が、胸の内から沸き立つような興奮は押さえられなかった。
(不審死……すごく気になる!!)
湧き上がる小春の知識欲の前には、もはや倫理も常識も敵ではなかった。
医学生は患者に触れることは多くても、死体に触れることはほとんどない。解剖実習で同じ遺体に約三ヶ月間向き合うことになるのを除けば、医学生が相手にするのは生きた患者だけだ。

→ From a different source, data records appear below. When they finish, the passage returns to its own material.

Issue #1769, opened 2018-10-23
CBL 2.x is not compatible with x86_64 devices


MatFl:
Please provide the native libraries for x86 64bit CPUs, many devices with e.g. Intel Atoms require this!

bmeike:
Duplicated in https://github.com/couchbase/couchbase-lite-android/issues/1795

bmeike:
Duplicated in https://github.com/couchbase/couchbase-lite-android/issues/1878

PR #1892, opened 2019-03-21
Fix Issue #1769: produce version for x86_64

bmeike:


android/CouchbaseLite/build.gradle
```diff
@@ -67,6 +67,11 @@ def getGitHash = { ->
     return stdout.toString().trim()
 }
 
+// defining this property in the file ~/.gradle/gradle.properties
```
pasin: How does this work on Jenkins?

bmeike: It should do exactly what it did before, except now it will produce an `x86_64` version as well.

Issue #1900, opened 2019-04-04
BlobInputStream does not return -1 when finished reading


RocketRider:
I am reading a blob from the DB and wait for it to finish reading but it never returns -1.

final InputStream inputStream = document.getBlob(reference).getContentStream();
final byte[] bytes = new byte[1024 * 128];
while ((read = inputStream.read(bytes)) != -1) {
    //Endless loop
}

After reading it returns zero

RocketRider:
Thank you for the fast fix

PR #1902, opened 2019-04-04
Fix reading from Blob stream not returning -1  when end of stream

pasin:
* c4stream_read return zero not -1 when end of stream.
* Fixed BlobInputStream to return -1 when the number of bytes is zero.

#1900


shared/src/main/java/com/couchbase/lite/Blob.java
```diff
@@ -535,7 +535,7 @@ public int read(byte[] b) throws IOException {
             try {
                 byte[] bytes = readStream.read(b.length);
```
bmeike: Would in be  better to `if (bytes.length <= 0) { return -1; }`, right here, before the copy?

bmeike:
I am cherry-picking this to master.

PR #1905, opened 2019-04-05
Patches for #1899 and #1900

bmeike:
Fix tests to expect -1 on BlobStream EOF
BlobStream.read return 0 when called with 0-length buffer
Update core submodule


bmeike:
@pasin , did you make these changes already, somewhere?

pasin:
I have patched this manually by using the fix from the master branch. We can close this PR.

PR #1922, opened 2019-06-19
Test for CBL-71: Clashing aliases

bmeike:
CBL-71 does not seem to affect the Java bindings.

### DIFF
--- a/lib/src/androidTest/java/com/couchbase/lite/QueryTest.java
+++ b/lib/src/androidTest/java/com/couchbase/lite/QueryTest.java
@@ -21,19 +21,14 @@ import android.os.Build;
 import android.os.Handler;
 import android.os.Looper;
 
-import com.couchbase.lite.internal.support.Log;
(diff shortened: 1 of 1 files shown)


bmeike:
The only significant change here is the new test at line 1255.  Everything else is just the formatter.

lib/src/androidTest/java/com/couchbase/lite/QueryTest.java
```diff
@@ -1232,6 +1252,16 @@ public void testQuantifiedOperatorVariableKeyPath() {
         //TODO
     }
 
+    // https://issues.couchbase.com/browse/CBL-71
+    @Test
+    public void testSelectWithAlias() throws Exception {
```
jayahariv: seems like this is redundant like iOS, as the same test is already been done in below test `testSelectAll`

bmeike:
Abandoning

PR #1923, opened 2019-06-25
Kludge away the JavaDoc errors

bmeike:
I've been meaning to do something about the javadoc errors during the build.  Apparently Jenkins is noticing them and failing the build, so it is now important.

Unfortunately the cure is pretty much as bad as the illness.


bmeike:
@borrrden has convinced me that this actually has no affect on the success of the build.  Abandoning.

PR #1924, opened 2019-07-02
Fix multiple retry tasks scheduled in replicator (CB-131)

pasin:
* Canceled the pending scheduled retry before scheduling a new one.
* Added some more verbose logs.


pasin:
CC: @bmeike

PR #1926, opened 2019-07-08
Clean up JNI and improve freeing native memory (CBL-130)

pasin:
1. Used only public API except for RefCounted
    1. Use FLSlice instead of slice.
    2. Use FLSliceResult instead of AllocSlice.
    3. Use FLEncoder instead of Encoder and fix some bugs in FLEncoder.
2. Instead of freeing FLSliceResult in finalize(), make sure the consumer codes call free() method. This will match the way FLSliceResult is used natively.
3. Instead of freeing FLEncoder in finalize(), make sure the customer codes call free() method. This will match the way FLSliceResult is used natively.
4. Ensured to reset the shared FLEncoder after using it.
5. Fixed bug in jstringSlice C++ class when the string is null. This seems to cause a lot of memory issue (bad_alloc) when changing to use FLSlice instead of slice.

### DIFF
--- a/lib/src/androidTest/java/com/couchbase/lite/internal/core/C4BaseTest.java
+++ b/lib/src/androidTest/java/com/couchbase/lite/internal/core/C4BaseTest.java
@@ -138,24 +138,29 @@ public class C4BaseTest {
 
     private byte[] createFleeceBody(Map<String, Object> body) throws LiteCoreException {
         FLEncoder enc = new FLEncoder();
-        enc.beginDict(body != null ? body.size() : 0);
-        for (String key : body.keySet()) {
-            enc.writeKey(key);
-            enc.writeValue(body.get(key));
-        }
-        enc.endDict();
-        return enc.finish();
+        try {
+            enc.beginDict(body != null ? body.size() : 0);
+            for (String key : body.keySet()) {
+                enc.writeKey(key);
+                enc.writeValue(body.get(key));
+            }
+            enc.endDict();
+            return enc.finish();
+        } finally { enc.free(); }
     }
 
     protected byte[] json2fleece(String json) throws LiteCoreException {
         boolean commit = false;
         db.beginTransaction();
+        FLSliceResult body = null;
         try {
-            byte[] bytes = db.encodeJSON(json5(json).getBytes()).getBuf();
+            body = db.encodeJSON(json5(json).getBytes());
+            byte[] bytes = body.getBuf();
             commit = true;
             return bytes;
         }
         finally {
+            if (body != null) body.free();;
             db.endTransaction(commit);
         }
     }
@@ -176,9 +181,7 @@ public class C4BaseTest {
             assertNotNull(output);
             Assert.assertArrayEquals(input, output);
         }
-        finally {
-            enc.free();
-        }
+        finally { enc.free(); }
     }
 
     @After
--- a/lib/src/androidTest/java/com/couchbase/lite/internal/core/C4BaseTest.java
+++ b/lib/src/androidTest/java/com/couchbase/lite/internal/core/C4BaseTest.java
@@ -160,7 +160,7 @@ public class C4BaseTest {
             return bytes;
         }
         finally {
-            if (body != null) body.free();;
+            if (body != null) body.free();
             db.endTransaction(commit);
         }
     }
--- a/lib/src/androidTest/java/com/couchbase/lite/internal/core/C4MutableFleeceTest.java
+++ b/lib/src/androidTest/java/com/couchbase/lite/internal/core/C4MutableFleeceTest.java
@@ -33,7 +33,7 @@ import org.junit.Test;
 
 import com.couchbase.lite.LiteCoreException;
 import com.couchbase.lite.internal.fleece.AllocSlice;
-import com.couchbase.lite.internal.fleece.Encoder;
+import com.couchbase.lite.internal.fleece.FLEncoder;
 import com.couchbase.lite.internal.fleece.FLValue;
 import com.couchbase.lite.internal.fleece.FleeceDict;
 import com.couchbase.lite.internal.fleece.FleeceDocument;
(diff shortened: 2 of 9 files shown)


pasin:
I fixed error reported by checkstyle and findbugs and did force-push.

lib/src/androidTest/java/com/couchbase/lite/internal/core/C4MutableFleeceTest.java
```diff
@@ -93,9 +104,14 @@ static void verifyDictIterator(Map<String, Object> dict) {
...
-        FLValue v = FLValue.fromData(fleece);
-        if (v == null) { return "INVALID_FLEECE"; }
-        return v.toJSON5();
+        try {
+            FLValue v = FLValue.fromData(fleece);
+            if (v == null) { return "INVALID_FLEECE"; }
+            return v.toJSON5();
+        }
+        finally {
+            if (fleece != null) fleece.free();
```
jayahariv: may be add a comment, describing about this release of the fleece object. So caller don't need to worry about it.

lib/src/androidTest/java/com/couchbase/lite/internal/core/C4QueryBaseTest.java
```diff
@@ -100,12 +100,14 @@ protected C4Query compile(String whereExpr, String sortExpr, boolean addOffsetLi
...
         C4QueryOptions opts = new C4QueryOptions();
-        C4QueryEnumerator e = query.run(opts, encodeParameters(params));
+        AllocSlice encodedParams = encodeParameters(params);
+        C4QueryEnumerator e = query.run(opts, encodedParams);
         assertNotNull(e);
         while (e.next()) {
             docIDs.add(e.getColumns().getValueAt(0).asString());
         }
-        e.free();
+        if (e != null) e.free();
```
jayahariv: assertNotNill(e) already doing, is _e != null_ necessary?

lib/src/androidTest/java/com/couchbase/lite/internal/core/C4QueryBaseTest.java
```diff
@@ -116,20 +118,25 @@ protected C4Query compile(String whereExpr, String sortExpr, boolean addOffsetLi
     protected List<List<List<Long>>> runFTS(Map<String, Object> params) throws LiteCoreException {
         List<List<List<Long>>> matches = new ArrayList<>();
         C4QueryOptions opts = new C4QueryOptions();
-        C4QueryEnumerator e = query.run(opts, encodeParameters(params));
+        AllocSlice encodedParams = encodeParameters(params);
+        C4QueryEnumerator e = query.run(opts,encodedParams);
```
jayahariv: space needed after the comma, in the parameters section. 
C4QueryEnumerator e = query.run(opts, encodedParams);

lib/src/androidTest/java/com/couchbase/lite/internal/core/C4QueryBaseTest.java
```diff
@@ -116,20 +118,25 @@ protected C4Query compile(String whereExpr, String sortExpr, boolean addOffsetLi
...
         assertNotNull(e);
         while (e.next()) {
             List<List<Long>> match = new ArrayList<>();
             for (int i = 0; i < e.getFullTextMatchCount(); i++) { match.add(e.getFullTextMatchs(i).toList()); }
             matches.add(match);
         }
-        e.free();
+        if (e != null) e.free();
```
jayahariv: assertNotNill(e) already doing, is _e != null_ necessary?

lib/src/androidTest/java/com/couchbase/lite/internal/core/C4BaseTest.java
```diff
@@ -138,24 +138,29 @@ private void deleteFile(String filename) {
...
-        enc.endDict();
-        return enc.finish();
+        try {
+            enc.beginDict(body != null ? body.size() : 0);
+            for (String key : body.keySet()) {
+                enc.writeKey(key);
+                enc.writeValue(body.get(key));
+            }
+            enc.endDict();
+            return enc.finish();
```
jayahariv: `L123 => kFleeceBody = createFleeceBody(body);`

Do we need to free this kFleeceBody in the tearDown?

lib/src/androidTest/java/com/couchbase/lite/internal/core/C4BaseTest.java
```diff
@@ -138,24 +138,29 @@ private void deleteFile(String filename) {
...
+        FLSliceResult body = null;
         try {
-            byte[] bytes = db.encodeJSON(json5(json).getBytes()).getBuf();
+            body = db.encodeJSON(json5(json).getBytes());
+            byte[] bytes = body.getBuf();
             commit = true;
             return bytes;
         }
         finally {
+            if (body != null) body.free();;
```
jayahariv: multiple semi colons;;

lib/src/androidTest/java/com/couchbase/lite/internal/core/C4MutableFleeceTest.java
```diff
@@ -50,27 +50,38 @@
...
     }
 
     static AllocSlice encode(Object obj) throws LiteCoreException {
-        Encoder enc = new Encoder();
-        enc.writeObject(obj);
-        return enc.finish();
+        FLEncoder enc = new FLEncoder();
+        try {
+            enc.writeValue(obj);
+            return enc.finish2();
```
jayahariv: what do you think about adding a comment saying something like, result should be freed after use.

lib/src/androidTest/java/com/couchbase/lite/internal/core/C4MutableFleeceTest.java
```diff
@@ -50,27 +50,38 @@
...
     }
 
     static AllocSlice encode(MRoot root) throws LiteCoreException {
-        Encoder enc = new Encoder();
-        root.encodeTo(enc);
-        return enc.finish();
+        FLEncoder enc = new FLEncoder();
+        try {
+            root.encodeTo(enc);
+            return enc.finish2();
```
jayahariv: same as above? do you think its useful?

lib/src/androidTest/java/com/couchbase/lite/internal/core/C4QueryBaseTest.java
```diff
@@ -116,20 +118,25 @@ protected C4Query compile(String whereExpr, String sortExpr, boolean addOffsetLi
...
     }
 
     private AllocSlice encodeParameters(Map<String, Object> params) throws LiteCoreException {
-        Encoder encoder = new Encoder();
-        encoder.write(params);
-        return encoder.finish();
+        FLEncoder encoder = new FLEncoder();
+        try {
+            encoder.write(params);
+            return encoder.finish2();
```
jayahariv: is it going to be repetitive, if we add a comment saying to free return type? I feels like, any methods, which needs particular care with the return type should have a note saying so. So that if anybody looks at the method signature can see it, and can avoid the mistake. but repetition.

jayahariv:
may be title can be, _clean up android tests to utilize the improved java source_.

lib/src/androidTest/java/com/couchbase/lite/internal/core/C4BaseTest.java
pasin: No. It's java byte[] array. It will get GC.

lib/src/androidTest/java/com/couchbase/lite/internal/core/C4BaseTest.java
pasin: Thanks.

lib/src/androidTest/java/com/couchbase/lite/internal/core/C4QueryBaseTest.java
pasin: I will rewrite this a bit.

lib/src/androidTest/java/com/couchbase/lite/internal/core/C4QueryBaseTest.java
pasin: Thanks.

lib/src/androidTest/java/com/couchbase/lite/internal/core/C4QueryBaseTest.java
pasin: I added the comment to AllocSlice and FLSliceResult itself.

しかし、医学部で習う科目の中には、法医学といって死因の解明やDNAの鑑定などについて学ぶものもある。なかなか興味深い学問なのだが、習った知識を実践する機会は普通に生きていればほぼ無いに等しかった。
その機会が、今目の前に来ている。
しかも、不審死ということは、あんな死体やこんな死体が見られてしまうかもしれないのだ。現代で普通に医者をやっていてはとても見られないようなものが。
小春は思わず立ち上がっていた。
「行きましょう、山南さん!」
「えっ……いや、君は呼ばれていないんだが」
「行きましょう! 山南さん!」
「はぁ……仕方ないな……」
こうして、小春の初めての外出が決定した。